There was much work to be done: the police to be appointed, the water supply to be attended to, electrical power to be restored, sanitation to be established, starving people to be fed. In fact, within a few days Lawrence had set running a system which endured for the next two years. An Australian doctor asked him to attend to the Turkish barracks, which was now a makeshift hospital without a single medical orderly, and packed with dead and dying men. Lawrence realized that it had been forgotten, went to inspect it himself, and was appalled. The floor was littered with dozens of bloated, putrefying corpses, lying in stinking pools of blood and excrement. Many of them were only freshly dead, and most had been gnawed by rats. Hearing a faint sighing, Lawrence lifted his robe and walked through the bodies to find a ward full of dying men who implored him for mercy. Quickly he commandeered some Turkish prisoners, who went about burying the dead in a common grave in the nearby garden. That night he started out of sleep, sweating and trembling with the memory of the dead bodies, and the following day he returned to the hospital to find things a little better: one room had been cleaned and disinfected ready to house the most serious cases, and there were medical orderlies present. Suddenly he was confronted by a British major of the Medical Corps, who asked if he was in charge. ‘In a way, I suppose I am,’ Lawrence replied.

‘Scandalous, disgraceful, outrageous,’ the Major said. ‘You ought to be shot!’

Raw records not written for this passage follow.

Issue #316, opened 2022-06-23
Modify directory layout for operational RRFS needs


MatthewPyle-NOAA:
## Description

Currently, the regional workflow is cloned into a subdirectory under the primary SRW app directory, which is inconsistent with the directory organization needed for NWS operations such as the RRFS implementation.   

## Solution

For operational implementation needs, the workflow contents (directories such as jobs, scripts, ush, ...) need to be in the primary SRW app directory.   Also, the "src" directory would ideally be renamed "sorc".    Much of this could be achieved by checking out the regional_workflow external into "./" instead of "./regional_workflow", but there are some common files/directories in both repositories that complicate this type of solution.

## Alternatives (optional)

Would need to create an add-on script to rearrange things into an operationally appropriate structure, which could work but is less than ideal.

PR #345, opened 2022-09-08
Add back the dependency on GSI for rrfs_utl.

christinaholtNOAA:
## DESCRIPTION OF CHANGES: 
The dependency on GSI for RRFS_utl was inadvertently removed in a recent PR. This will add it back, and should fix the build script attempting to build all the components together.

### Type of change

- [x] Bug fix (non-breaking change which fixes an issue)
- [ ] New feature (non-breaking change which adds functionality)
- [ ] Breaking change (fix or feature that would cause existing functionality to not work as expected)
- [ ] This change requires a documentation update

## TESTS CONDUCTED: 

- [ ] hera.intel
- [ ] orion.intel
- [ ] cheyenne.intel
- [ ] cheyenne.gnu
- [ ] gaea.intel
- [ ] jet.intel
- [ ] wcoss2.intel
- [ ] NOAA Cloud (indicate which platform)
- [ ] Jenkins
- [ ] fundamental test suite
- [ ] comprehensive tests (specify *which* if a subset was used)

## DEPENDENCIES:
None.

## CHECKLIST

- [ ] My code follows the style guidelines in the Contributor's Guide
- [x] I have performed a self-review of my own code using the Code Reviewer's Guide
- [ ] I have commented my code, particularly in hard-to-understand areas
- [ ] My changes need updates to the documentation. I have made corresponding changes to the documentation
- [x] My changes do not require updates to the documentation (explain).
- [ ] My changes generate no new warnings
- [ ] New and existing tests pass with my changes
- [ ] Any dependent changes have been merged and published

## LABELS (optional): 

A Code Manager needs to add the following labels to this PR: 
- [ ] Work In Progress
- [ ] bug
- [ ] enhancement
- [ ] documentation
- [ ] release
- [ ] high priority
- [ ] run_ci
- [ ] run_we2e_fundamental_tests
- [ ] run_we2e_comprehensive_tests
- [ ] Needs Cheyenne test 
- [ ] Needs Jet test 
- [ ] Needs Hera test 
- [ ] Needs Orion test 
- [ ] help wanted

## CONTRIBUTORS (optional): 
@danielabdi-noaa

PR #348, opened 2022-09-12
Changes towards making SRW app NCO compliant

danielabdi-noaa:
## DESCRIPTION OF CHANGES: 
Changes to make SRW app NCO complaint following the [standard](https://www.nco.ncep.noaa.gov/idsb/implementation_standards/ImplementationStandards.v11.0.0.pdf) and [review](https://docs.google.com/document/d/1qEK5Rs24An3x7iwpOEXaNoo4D32BqhhNN8p8mRtAKcg/edit).

Here are some of the changes in this PR:
- Follow new NCO directory structure and naming convention of output files, log files, temporary directory etc
- Make any WE2E test case to be run in either `community` or `nco` mode
- Also make verification tasks sort of nco complaint but this is not run in production
- Use standard production environment variables listed in Table 1 of standard
- Symlink fix files by default -- optionally can be turned off
- Build to "exec" directory activated
- Activate debugging mode by optionally setting `set -eux`
- Make j-job and ex-script names consistent
- Add versions of libraries specifically for wcoss2
- Add a unique workflow ID for resolving clashes between different files, while keeping relation between different tasks in same workflow run
- Adds unittest for end-to-end workflow generation using `config.community.yaml` and `config.nco.yaml`

## TESTS CONDUCTED: 

- Run fundamental tests (9 test cases) on **Hera**, **Jet** and **Orion** manually using both `community` and `nco` mode.

- Run fundamental tests on **Gaea** through [Jenkins](https://jenkins-epic.woc.noaa.gov/blue/organizations/jenkins/ufs-srweather-app%2Fpipeline/detail/PR-376/5/pipeline/230)

- Run the comprehensive test (82 test cases) on Hera using **NCO** mode. All of the test cases are successful.
  
  Some unexpected failures.
    - ~~`get_from_HPSS*` tasks that fail when run in tandem with other tests, but not if run individually. *Cause:* Probably HPSS access issue with multiple processes?~~ After a fix for conflicting ics/lbcs temporay working directories in NCO mode all test cases run to completion in one attempt. I suspect that I was very lucky to get this result since develop branch can sometimes fail all of them.
    - ~~ensemble runs going into second day forecast not being run. *Cause:* make_grid_complete.txt is stored in first day's directory. Not relevant for operations since make_grid is not run, but necessary to run every test case in NCO mode. Find a better way to communicate grid generation completion than using dummy file?~~ 
    Solved by moving grid/orog completion files to a shared space for all cycle dates in `EXPTDIR/grid(orog)(sfc_climo)`
    - ~~`community_ensemble_2mems_stoch` fails. *Cause:* This test case generates new `input.nml` per ensemble member.~~ Solved by outputting `input.nml` to whatever is current working directory.

  The test directory and rocot stats files:
   ```
   /scratch1/BMC/zrtrr/Daniel.Abdi/rrfs/benchmark-nco
   /scratch1/BMC/zrtrr/Daniel.Abdi/rrfs/stat-nco.txt
   ```
  The NCO operations directory:
  ```
  /scratch1/BMC/zrtrr/Daniel.Abdi/rrfs/OPSROOT
  ```
  The subdirectories `com`, `output` and `tmp` are the ones with content.

- Run the comprehensive test (82 test cases) on Hera using **COMMUNITY** mode. All of the test cases are successful.

  The test directory and rocot stats files:
  ```
  /scratch1/BMC/zrtrr/Daniel.Abdi/rrfs/benchmark-com
  /scratch1/BMC/zrtrr/Daniel.Abdi/rrfs/stat-com.txt
  ```
  
## DEPENDENCIES:
None

## DOCUMENTATION:
None but would need documentation updates

## ISSUE (optional): 
#316 

## CONTRIBUTORS (optional): 
@MatthewPyle-NOAA @christinaholtNOAA


chan-hoo:
@danielabdi-noaa, thank you so much for this work!!! In this PR, you newly define some directories such as HOMErrfs, PARMrrfs, and USHrrfs. This kind of naming only works for RRFS. For example, Online-CMAQ (AQMv7) is an extension of the UFS SRW App. For this implementation, we should name them as HOMEaqm, PARMaqm, and USHaqm. The model name is defined with the "NET" variable in the app. For example, NET=rrfs for RRFS, and NET=aqm for Online-CMAQ. Could you change the way to define these directory names like "HOME{NET}", "PARM{NET}", and "USH{NET}"? Is this possible?

danielabdi-noaa:
@chan-hoo Thanks! We can probably re-name HOMErrfs, USHrrfs etc to be HOME{NET}, USH{NET} in the ex-scripts and j-jobs, since all we have to do is modify what gets written to the `var_defns.sh` file accordingly. However, for the python workflow generation code itself, we would have to stick with one name. HOMErrfs would be Ok for that I guess. There would be a disparity between the workflow generation code and ex-scripts/j-job names if we decide to go this route. Let me know what you think.

chan-hoo:
@danielabdi-noaa, I agree with you! This requirement is only for the "J-job" (and its ex-script).

chan-hoo:
@danielabdi-noaa, what about naming it with "model" such as "HOMEmodel", "USHmodel", and "PARMmodel" in the python script?

MatthewPyle-NOAA:
There probably isn't a great solution for this issue (with the SRW App intended for multiple operational systems), but NCO will really want a $HOMErrfs for RRFS and a $HOMEaqm for AQM.  Maybe a generic placeholder like $HOMEmodel could be modified ahead of final code delivery to what it needs to be for the specific application.

chan-hoo:
@danielabdi-noaa @MatthewPyle-NOAA, If so, the "rrfs" suffix would be fine for the python script. I'll modify it in my forked repo for Online-CMAQ when AQMv7 is delivered to NCO.

MatthewPyle-NOAA:
@danielabdi-noaa I noticed a small issue with the build for WCOSS2.  The version defining variable for wrf_io is inconsistently named between versions/build.ver.wcoss2 (export wrf_io_ver=1.2.0) and  modulefiles/build_wcoss2_intel ( module load wrf_io/$::env(wrfio_ver) )  Could you modify build_wcoss2_intel to pull in wrf_io_ver?

It built for me on WCOSS2 after making this change.

danielabdi-noaa:
@MatthewPyle-NOAA Thanks, just fixed it in the repo.

danielabdi-noaa:
@chan-hoo After starting to work on the change, I am realizing it may not be the best idea. 
```Python
+        f"HOME{NET}": HOMErrfs,
+        f"USH{NET}": USHrrfs,
+        f"SCRIPTS{NET}": SCRIPTSrrfs,
+        f"JOBS{NET}": JOBSrrfs,
+        f"SORC{NET}": SORCrrfs,
+        f"PARM{NET}": PARMrrfs,
+        f"MODULES{NET}": MODULESrrfs,
+        f"EXEC{NET}": EXECrrfs,
+        f"FIX{NET}": FIXrrfs,
```
In the ex-scripts/j-job scripts we would have to parametrize the variable name itself. If we had an m4 macro processor run over the scripts, maybe it would have been easier, but for now replacing HOMErrfs etc with the appropriate name before delivery sounds better.

chan-hoo:
@danielabdi-noaa, I got it. I'll replace them manually for AQM. Thank you!

MatthewPyle-NOAA:
@danielabdi-noaa One more thing jumped out at me when doing some testing.  Would it be possible to make DATAROOT a distinctly specifiable variable, rather than having it specified as OPSROOT/tmp/?  While production does run that way, development work on WCOSS generally has DATAROOT and COMROOT on different temporary disks that have different retention periods.

venitahagerty:
Machine: hera
Compiler: intel
Job: WE
Repo location: /scratch1/BMC/zrtrr/rrfs_ci/autoci/pr/1053825830/20220914185011/ufs-srweather-app
+ echo 'FAIL: intel executable file /scratch1/BMC/zrtrr/rrfs_ci/autoci/pr/1053825830/20220914185011/ufs-srweather-app/test/../bin_intel/bin/chgres_cube does NOT exist'
+ echo 'FAIL: intel executable file /scratch1/BMC/zrtrr/rrfs_ci/autoci/pr/1053825830/20220914185011/ufs-srweather-app/test/../bin_intel/bin/emcsfc_ice_blend does NOT exist'
+ echo 'FAIL: intel executable file /scratch1/BMC/zrtrr/rrfs_ci/autoci/pr/1053825830/20220914185011/ufs-srweather-app/test/../bin_intel/bin/emcsfc_snow2mdl does NOT exist'
+ echo 'FAIL: intel executable file /scratch1/BMC/zrtrr/rrfs_ci/autoci/pr/1053825830/20220914185011/ufs-srweather-app/test/../bin_intel/bin/filter_topo does NOT exist'
+ echo 'FAIL: intel executable file /scratch1/BMC/zrtrr/rrfs_ci/autoci/pr/1053825830/20220914185011/ufs-srweather-app/test/../bin_intel/bin/fregrid does NOT exist'
+ echo 'FAIL: intel executable file /scratch1/BMC/zrtrr/rrfs_ci/autoci/pr/1053825830/20220914185011/ufs-srweather-app/test/../bin_intel/bin/fvcom_to_FV3 does NOT exist'
+ echo 'FAIL: intel executable file /scratch1/BMC/zrtrr/rrfs_ci/autoci/pr/1053825830/20220914185011/ufs-srweather-app/test/../bin_intel/bin/global_cycle does NOT exist'
+ echo 'FAIL: intel executable file /scratch1/BMC/zrtrr/rrfs_ci/autoci/pr/1053825830/20220914185011/ufs-srweather-app/test/../bin_intel/bin/global_equiv_resol does NOT exist'
+ echo 'FAIL: intel executable file /scratch1/BMC/zrtrr/rrfs_ci/autoci/pr/1053825830/20220914185011/ufs-srweather-app/test/../bin_intel/bin/inland does NOT exist'
+ echo 'FAIL: intel executable file /scratch1/BMC/zrtrr/rrfs_ci/autoci/pr/1053825830/20220914185011/ufs-srweather-app/test/../bin_intel/bin/lakefrac does NOT exist'
+ echo 'FAIL: intel executable file /scratch1/BMC/zrtrr/rrfs_ci/autoci/pr/1053825830/20220914185011/ufs-srweather-app/test/../bin_intel/bin/make_hgrid does NOT exist'
+ echo 'FAIL: intel executable file /scratch1/BMC/zrtrr/rrfs_ci/autoci/pr/1053825830/20220914185011/ufs-srweather-app/test/../bin_intel/bin/make_solo_mosaic does NOT exist'
+ echo 'FAIL: intel executable file /scratch1/BMC/zrtrr/rrfs_ci/autoci/pr/1053825830/20220914185011/ufs-srweather-app/test/../bin_intel/bin/upp.x does NOT exist'
+ echo 'FAIL: intel executable file /scratch1/BMC/zrtrr/rrfs_ci/autoci/pr/1053825830/20220914185011/ufs-srweather-app/test/../bin_intel/bin/orog does NOT exist'
+ echo 'FAIL: intel executable file /scratch1/BMC/zrtrr/rrfs_ci/autoci/pr/1053825830/20220914185011/ufs-srweather-app/test/../bin_intel/bin/orog_gsl does NOT exist'
+ echo 'FAIL: intel executable file /scratch1/BMC/zrtrr/rrfs_ci/autoci/pr/1053825830/20220914185011/ufs-srweather-app/test/../bin_intel/bin/regional_esg_grid does NOT exist'
+ echo 'FAIL: intel executable file /scratch1/BMC/zrtrr/rrfs_ci/autoci/pr/1053825830/20220914185011/ufs-srweather-app/test/../bin_intel/bin/sfc_climo_gen does NOT exist'
+ echo 'FAIL: intel executable file /scratch1/BMC/zrtrr/rrfs_ci/autoci/pr/1053825830/20220914185011/ufs-srweather-app/test/../bin_intel/bin/shave does NOT exist'
+ echo 'FAIL: intel executable file /scratch1/BMC/zrtrr/rrfs_ci/autoci/pr/1053825830/20220914185011/ufs-srweather-app/test/../bin_intel/bin/ufs_model does NOT exist'
+ echo 'FAIL: intel executable file /scratch1/BMC/zrtrr/rrfs_ci/autoci/pr/1053825830/20220914185011/ufs-srweather-app/test/../bin_intel/bin/vcoord_gen does NOT exist'
+ echo 'FAIL: intel executable file /scratch1/BMC/zrtrr/rrfs_ci/autoci/pr/1053825830/20220914185011/ufs-srweather-app/test/../bin_intel/bin/enkf.x does NOT exist'
+ echo 'FAIL: intel executable file /scratch1/BMC/zrtrr/rrfs_ci/autoci/pr/1053825830/20220914185011/ufs-srweather-app/test/../bin_intel/bin/gsi.x does NOT exist'
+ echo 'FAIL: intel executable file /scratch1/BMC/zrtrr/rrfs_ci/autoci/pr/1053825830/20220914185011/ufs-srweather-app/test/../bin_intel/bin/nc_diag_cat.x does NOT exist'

Lawrence cackled with laughter, wondering what the officer would have thought had he been present the previous day. The Major muttered, ‘Bloody brute,’ smacked Lawrence across the face, and stalked off. All the fear, loathing and hypocrisy that Lawrence had borne for two years seemed to be expressed in those words ‘Bloody brute’ – ‘in my heart I felt he was right,’ he wrote, ‘and that everyone who pushed through to success a rebellion of the weak against their masters must come out of it so stained in estimation that afterward nothing in the world could make him feel clean.’ 36

Lawrence returned to the Victoria Hotel to find that Allenby had arrived. He was closely followed by Feisal, who had ridden into the city at the gallop to a tumultuous welcome. It was at the hotel that the Sharif and the General met for the first time, with Lawrence as their interpreter – precisely the role he had created and envisaged for himself over the past eighteen months. Allenby explained to Feisal that he was to have control of Syria, with the exception of Palestine and the Lebanon, but only under the guidance of the French. He informed him that he would continue to work with Lawrence as liaison, but that he would shortly be given a French liaison officer in addition. Feisal objected in no uncertain terms: he would not accept a French liaison officer, would not accept French guidance, and did not recognize French authority in the Lebanon. He also said that Allenby’s liaison officer – Lawrence – had informed him that the Arabs were to have all of Syria apart from Palestine. Allenby, astonished, inquired whether Lawrence had oudined to the Sharif the French claim to the Lebanon. Lawrence replied untruthfully that he had not. Allenby concluded that since Feisal was a Lieutenant-General under his command, he must obey orders at least for the time being.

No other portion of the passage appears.